According to the 2020 US Census Bureau surname tables, roughly 118 Americans carry the last name Cotillo. That puts it at #154,182 in the national surname ranking, appearing at a frequency of 0.03 per 100,000 people (about 1 in 2,904,698 residents).
This page is the full Name Census profile for the Cotillo surname. You will find the Census Bureau frequency data, a multi-census history view, an ancestry and ethnicity breakdown based on self-reported demographics, the name's meaning and origin where available, and answers to the most common questions people ask about this surname.
Bearers in the US
118
1 in 2,904,698
Census rank
#154,182
2020 decennial data
Per 100,000
0.0
Frequency rate
Recorded bearers
103
very rare in the US
Popularity narrative
The Census Bureau recorded 103 bearers of the surname Cotillo in its 2020 decennial surname file. At a rate of 0.03 per 100,000 residents, it holds the 154182nd position in the national surname ranking.
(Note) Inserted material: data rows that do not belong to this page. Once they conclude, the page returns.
PR #314, opened 2026-09-11
Draft: adapt specification language to allow the specification of postconditions for exception cases

simon-skylabs:
Step 1:
 * adjust definition of `WpSpec` to allow exception post condition terms

Step2:
 * define notation for new capabilities, in particular `\post_except` and `\strong_exception_safety`
   * No exceptions: when neither `\post_except` nor `\strong_exception_safety` are used in a spec, the exception-case post condition is taken to be `False`.
   * Strong exception safety: when `\strong_exception_safety` is used as the first keyword in a specification, `\pre{x} P x` is implicitly taken to mean `\with x \pre P x \post_except* P x`.
   * Weak exception safety: when `\post_except` is used without `\strong_exception_safety`, `\prepost{x} P x` is taken to mean `\pre{x} P x \post*  P x \post_except* P x` but for resources taken via `\pre`, the user is responsible for specifying how they are returned when an exception is raised.

## The syntax

There are two forms for `\post_except`:
  * `\post_except* P`: without consideration for the type of the exception object, `P` is expected to hold upon exceptional return.
  * `\post_except{p ty}[Vptr p, ty] P p ty`: `P` can perform a case distinction on type `ty` to specify a different postcondition for various types or assert that the type is among a certain list of allowed exception types. 

## An open problem

One open problem is how to specify the ownership of exception objects.

I am uncertain about whether `P` should specify the exception object.
 * Pro: it would be useful when we want to state that certain information exists in a specification object upon exceptional exit;
 * Con: if we want to state strong-ish exception safety, we may not want to list all available options because they may not be known.

One way through is consider that we can frame out the exception object. We may do that with an exception precondition:

```
\pre_except{p ty}[Vptr p, ty]  
  if bool_decide (ty = "std::logic_exception") then 
    Exists state, p |-> LogicException.R 1$m state 
  else emp
\post_except{p ty}[Vptr p, ty]  
  if bool_decide (ty = "std::logic_exception") then 
    Exists state, p |-> LogicException.R 1$m state ** ... 
  else emp
```

In effect, `pre_except` would be borrowing an exception object from the C++ abstract machine and the postcondition returns it.

### DIFF
--- a/rocq-skylabs-brick/theories/lang/cpp/specs/classy.v
+++ b/rocq-skylabs-brick/theories/lang/cpp/specs/classy.v
@@ -21,12 +21,47 @@ Require Import skylabs.lang.cpp.specs.spec_notations.
 Section with_prop.
   Context {PROP : bi} {spec_car : Type}.
 
+  (* IDEA: \except instead of \exceptPost
+     modes:
+     - noexcept
+
+     - weak safety
+       \pre{x y} P x y
+       \exceptPost Other x
+       \post{z} Q x y z
+
+     - strong safety
+       - \strong_safety
+         \pre{x} P x
+         \post{y} Q x y
+       - equivalent to
+         \pre{x} P x
+         \exceptPost P x
+         \post{y} Q x y
+     - \except{p}[Vptr p]
+   *)
+
+  (* Notation:
+     \post*         -- either normal exit or exception and normal exit
+     \exceptPost    -- only on exception
+     \post_all      -- exception and normal
+     \post_normal   -- normal exit
+
+     implicit \exceptPost False when?
+       - when no except postcondition is specified?
+   *)
+
   Class SpecGen : Type :=
     { add_pre : PROP -> spec_car -> spec_car
     ; add_post : PROP -> spec_car -> spec_car
     ; add_with : forall {T : Type@{universes.Quant}}, (T -> spec_car) -> PrimString.string -> dummy_prop -> spec_car
+
+    ; add_except_post : PROP -> spec_car -> spec_car
+      (* assumption: for exception safety, prepost adds an except post as well and normal post *)
+    ; add_post_all (P : PROP) (S : spec_car) : spec_car :=
+      add_post P (add_except_post P S)
     ; add_prepost (P : PROP) (S : spec_car) : spec_car :=
-      add_pre P (add_post P S)
+      add_pre P (add_post P (add_except_post P S))
     ; add_require (P : Prop) : spec_car -> spec_car :=
       add_pre (only_provable P)
     ; add_persist (P : PROP) : spec_car -> spec_car :=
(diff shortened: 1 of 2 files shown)


rocq-skylabs-brick/theories/lang/cpp/specs/wp_spec_compat.v
```diff
@@ -61,37 +61,45 @@ Section with_prop.
...
-    ; spec_internal_frame : forall args' P Q args K K',
-        (∀ r, K r -∗ K' r) ⊢ spec_internal args' P Q args K -∗ spec_internal args' P Q args K'
+      spec_internal : forall (acc_arg : list ARG) (acc_pre : list PROP)
+                        (acc_post : list (RESULT -> PROP))
+                        (acc_post_except : list (RESULT -> PROP)),
+        list ARG -> (RESULT -> PROP) -> (RESULT -> PROP) -> PROP
+    ; spec_internal_frame : forall args' P Q Q__except args K__normal K__normal' K__except K__except',
+        (∀ r, K__normal r -∗ K__normal' r) ∧
+        (∀ r, K__except r -∗ K__except' r)
+        ⊢ spec_internal args' P Q Q__except args K__normal K__except -∗ spec_internal args' P Q Q__except args K__normal' K__except'
```
pgiarrusso-sl, line 71: As mentioned, I'd rather change `RESULT` to a sum than complicate these statements...

rocq-skylabs-brick/theories/lang/cpp/specs/classy.v
```diff
@@ -21,12 +21,47 @@ Require Import skylabs.lang.cpp.specs.spec_notations.
...
+       - when no except postcondition is specified?
+   *)
+
   Class SpecGen : Type :=
     { add_pre : PROP -> spec_car -> spec_car
     ; add_post : PROP -> spec_car -> spec_car
     ; add_with : forall {T : Type@{universes.Quant}}, (T -> spec_car) -> PrimString.string -> dummy_prop -> spec_car
+
+    ; add_except_post : PROP -> spec_car -> spec_car
+      (* assumption: for exception safety, prepost adds an except post as well and normal post *)
```
pgiarrusso-sl, line 60:
```suggestion
      (* assumption: `\prepost` remains idiomatic for noexcept and strong exception safety, so it also adds an except post. *)
```

rocq-skylabs-brick/theories/lang/cpp/specs/classy.v
```diff
@@ -45,6 +80,12 @@ Section with_prop.
     ; post_ret : RESULT -> PROP -> post_car
     }.
 
+  Class WithExceptPost {RESULT : Type} `{!@WithPost RESULT} : Type :=
+    { except_car : Type
```
pgiarrusso-sl, line 84: Seems unused?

Among Census respondents with the surname Cotillo, the largest self-reported group is White at 63.1%. The next largest groups are Hispanic (35.0%) and Asian/Pacific Islander (1.0%).
Origin
The surname Cotillo is believed to have originated in Spain, specifically in the region of Castile. It is thought to have emerged during the 12th or 13th century. The name may be derived from the Spanish word "coto," which means a small rural property or enclosure. This suggests that the name could have been initially associated with someone who lived on or owned such a property.
One of the earliest recorded instances of the name Cotillo can be found in the archives of the Monastery of San Pedro de Cardeña in Burgos, dating back to the late 13th century. The records mention a certain Pedro Cotillo, who was a landowner in the area.
In the 15th century, the name appears in historical documents related to the Spanish conquest of the Canary Islands. A notable figure was Juan Cotillo, a soldier and explorer who participated in the conquest of Gran Canaria in the late 1400s.
During the 16th century, the Cotillo name gained prominence in the region of Extremadura, where several families with this surname were among the local nobility. One example is Álvaro Cotillo, a knight who fought in the Spanish conquest of Mexico alongside Hernán Cortés in the 1520s.
In the 18th century, a branch of the Cotillo family emigrated to the Spanish colonies in the Americas, particularly to Cuba and Puerto Rico. One notable individual was Bartolomé Cotillo, a wealthy landowner and sugar plantation owner in Cuba, born in 1745.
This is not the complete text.